● Exercise aim
Below are some records; find each line that carries the word "only" and copy it.

● Data provided
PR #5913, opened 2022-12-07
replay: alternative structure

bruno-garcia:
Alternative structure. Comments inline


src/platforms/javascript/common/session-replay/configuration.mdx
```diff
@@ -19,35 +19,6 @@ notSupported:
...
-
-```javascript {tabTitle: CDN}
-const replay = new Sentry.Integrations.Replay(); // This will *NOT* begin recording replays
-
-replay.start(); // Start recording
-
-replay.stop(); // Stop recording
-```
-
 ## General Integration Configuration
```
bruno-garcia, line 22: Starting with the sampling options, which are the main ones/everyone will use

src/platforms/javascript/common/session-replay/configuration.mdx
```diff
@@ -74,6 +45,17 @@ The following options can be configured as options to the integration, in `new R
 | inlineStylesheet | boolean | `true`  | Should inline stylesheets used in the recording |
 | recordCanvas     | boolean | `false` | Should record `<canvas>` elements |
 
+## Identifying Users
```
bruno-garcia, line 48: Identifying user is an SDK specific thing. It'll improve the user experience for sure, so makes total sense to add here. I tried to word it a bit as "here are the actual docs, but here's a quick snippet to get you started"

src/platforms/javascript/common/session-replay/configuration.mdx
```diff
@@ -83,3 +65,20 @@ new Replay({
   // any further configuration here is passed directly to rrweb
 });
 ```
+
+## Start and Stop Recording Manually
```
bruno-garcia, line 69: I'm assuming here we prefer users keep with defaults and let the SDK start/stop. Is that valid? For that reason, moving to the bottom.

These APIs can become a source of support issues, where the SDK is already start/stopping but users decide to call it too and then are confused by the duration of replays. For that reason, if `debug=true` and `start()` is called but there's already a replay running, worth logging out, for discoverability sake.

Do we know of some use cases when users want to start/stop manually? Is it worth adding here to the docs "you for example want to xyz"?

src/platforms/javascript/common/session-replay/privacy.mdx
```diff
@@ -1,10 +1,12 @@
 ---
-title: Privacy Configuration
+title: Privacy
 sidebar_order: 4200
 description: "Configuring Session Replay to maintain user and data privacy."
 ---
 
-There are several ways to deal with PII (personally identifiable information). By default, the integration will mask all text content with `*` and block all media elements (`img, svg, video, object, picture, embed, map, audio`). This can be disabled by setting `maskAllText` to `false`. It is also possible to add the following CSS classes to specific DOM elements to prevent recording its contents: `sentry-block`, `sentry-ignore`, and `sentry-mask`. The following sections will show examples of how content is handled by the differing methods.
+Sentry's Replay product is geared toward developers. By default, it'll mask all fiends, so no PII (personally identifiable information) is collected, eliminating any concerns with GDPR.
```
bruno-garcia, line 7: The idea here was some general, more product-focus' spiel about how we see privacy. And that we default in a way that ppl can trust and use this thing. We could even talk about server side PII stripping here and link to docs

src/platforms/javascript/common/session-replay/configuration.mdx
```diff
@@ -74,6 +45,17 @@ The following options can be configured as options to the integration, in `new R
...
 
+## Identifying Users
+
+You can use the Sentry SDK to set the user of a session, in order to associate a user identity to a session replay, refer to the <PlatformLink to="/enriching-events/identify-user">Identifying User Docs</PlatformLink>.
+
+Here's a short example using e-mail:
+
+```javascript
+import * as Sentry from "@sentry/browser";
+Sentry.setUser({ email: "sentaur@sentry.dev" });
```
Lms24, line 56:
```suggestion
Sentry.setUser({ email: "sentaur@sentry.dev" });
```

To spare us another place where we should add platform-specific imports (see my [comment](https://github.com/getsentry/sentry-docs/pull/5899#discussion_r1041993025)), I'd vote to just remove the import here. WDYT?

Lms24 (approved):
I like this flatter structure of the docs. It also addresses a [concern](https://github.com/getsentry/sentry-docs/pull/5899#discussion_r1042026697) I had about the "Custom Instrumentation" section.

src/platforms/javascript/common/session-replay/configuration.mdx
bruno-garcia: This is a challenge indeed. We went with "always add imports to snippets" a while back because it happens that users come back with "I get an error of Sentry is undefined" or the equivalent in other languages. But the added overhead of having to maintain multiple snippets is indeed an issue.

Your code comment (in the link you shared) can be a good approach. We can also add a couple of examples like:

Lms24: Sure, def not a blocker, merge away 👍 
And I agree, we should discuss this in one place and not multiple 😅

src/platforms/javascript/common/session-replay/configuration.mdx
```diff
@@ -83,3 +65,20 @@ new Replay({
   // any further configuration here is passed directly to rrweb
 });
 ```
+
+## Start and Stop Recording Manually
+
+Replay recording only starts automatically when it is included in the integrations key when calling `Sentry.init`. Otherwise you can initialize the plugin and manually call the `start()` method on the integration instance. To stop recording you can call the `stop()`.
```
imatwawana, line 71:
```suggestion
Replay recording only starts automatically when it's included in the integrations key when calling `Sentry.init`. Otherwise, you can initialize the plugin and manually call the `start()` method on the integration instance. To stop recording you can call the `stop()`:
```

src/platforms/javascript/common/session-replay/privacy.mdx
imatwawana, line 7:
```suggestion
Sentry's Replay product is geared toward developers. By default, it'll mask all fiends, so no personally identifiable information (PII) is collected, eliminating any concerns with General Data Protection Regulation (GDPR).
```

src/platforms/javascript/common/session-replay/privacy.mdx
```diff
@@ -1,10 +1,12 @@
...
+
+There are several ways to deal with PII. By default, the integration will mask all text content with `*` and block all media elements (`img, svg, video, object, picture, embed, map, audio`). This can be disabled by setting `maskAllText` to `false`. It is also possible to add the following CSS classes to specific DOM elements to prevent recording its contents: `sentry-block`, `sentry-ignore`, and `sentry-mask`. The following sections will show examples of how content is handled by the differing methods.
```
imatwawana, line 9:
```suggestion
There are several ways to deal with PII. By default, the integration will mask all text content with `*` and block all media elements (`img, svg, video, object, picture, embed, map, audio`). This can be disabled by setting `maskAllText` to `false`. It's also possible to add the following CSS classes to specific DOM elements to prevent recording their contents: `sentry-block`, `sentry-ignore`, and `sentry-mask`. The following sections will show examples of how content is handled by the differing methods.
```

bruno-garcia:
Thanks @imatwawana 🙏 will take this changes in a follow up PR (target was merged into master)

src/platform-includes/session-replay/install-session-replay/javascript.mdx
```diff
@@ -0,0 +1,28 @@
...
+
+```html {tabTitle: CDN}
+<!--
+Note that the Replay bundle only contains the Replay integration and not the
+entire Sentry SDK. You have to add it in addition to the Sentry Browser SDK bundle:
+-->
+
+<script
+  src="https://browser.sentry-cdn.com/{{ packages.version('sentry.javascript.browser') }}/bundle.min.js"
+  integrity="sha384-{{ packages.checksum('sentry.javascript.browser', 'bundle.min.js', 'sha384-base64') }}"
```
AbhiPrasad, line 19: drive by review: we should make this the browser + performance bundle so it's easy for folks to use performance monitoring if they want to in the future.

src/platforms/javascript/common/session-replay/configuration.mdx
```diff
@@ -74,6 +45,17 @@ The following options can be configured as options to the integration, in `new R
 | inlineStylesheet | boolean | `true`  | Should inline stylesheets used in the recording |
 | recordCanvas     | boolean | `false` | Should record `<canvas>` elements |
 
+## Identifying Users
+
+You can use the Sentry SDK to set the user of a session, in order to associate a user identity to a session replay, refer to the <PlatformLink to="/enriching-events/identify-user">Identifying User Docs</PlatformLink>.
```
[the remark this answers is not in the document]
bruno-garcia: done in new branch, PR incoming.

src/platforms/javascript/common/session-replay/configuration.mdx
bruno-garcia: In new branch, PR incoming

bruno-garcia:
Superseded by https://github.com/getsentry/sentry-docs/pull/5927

==

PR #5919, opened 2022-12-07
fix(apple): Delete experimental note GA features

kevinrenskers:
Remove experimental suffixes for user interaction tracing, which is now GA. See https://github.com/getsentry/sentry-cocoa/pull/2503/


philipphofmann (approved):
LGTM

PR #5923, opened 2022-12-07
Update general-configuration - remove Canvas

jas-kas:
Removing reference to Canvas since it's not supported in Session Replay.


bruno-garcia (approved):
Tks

--

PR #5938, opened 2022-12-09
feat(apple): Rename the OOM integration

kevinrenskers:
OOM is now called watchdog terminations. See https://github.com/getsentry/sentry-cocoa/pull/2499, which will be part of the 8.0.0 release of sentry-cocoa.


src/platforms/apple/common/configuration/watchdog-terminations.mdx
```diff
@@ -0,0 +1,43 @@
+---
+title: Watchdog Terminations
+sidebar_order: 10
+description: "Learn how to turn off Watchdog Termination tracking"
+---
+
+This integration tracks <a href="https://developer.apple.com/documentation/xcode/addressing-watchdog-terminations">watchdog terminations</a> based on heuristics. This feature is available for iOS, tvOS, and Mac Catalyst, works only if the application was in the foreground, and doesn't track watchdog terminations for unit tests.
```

● Reply
+Replay recording only starts automatically when it is included in the integrations key when calling `Sentry.init`. Otherwise you can initialize the plugin and manually call the `start()` method on the integration instance. To stop recording you can call the `stop()`.
Replay recording only starts automatically when it's included in the integrations key when calling `Sentry.init`. Otherwise, you can initialize the plugin and manually call the `start()` method on the integration instance. To stop recording you can call the `stop()`:
+Note that the Replay bundle only contains the Replay integration and not the
+This integration tracks <a href="https://developer.apple.com/documentation/xcode/addressing-watchdog-terminations">watchdog terminations</a> based on heuristics. This feature is available for iOS, tvOS, and Mac Catalyst, works only if the application was in the foreground, and doesn't track watchdog terminations for unit tests.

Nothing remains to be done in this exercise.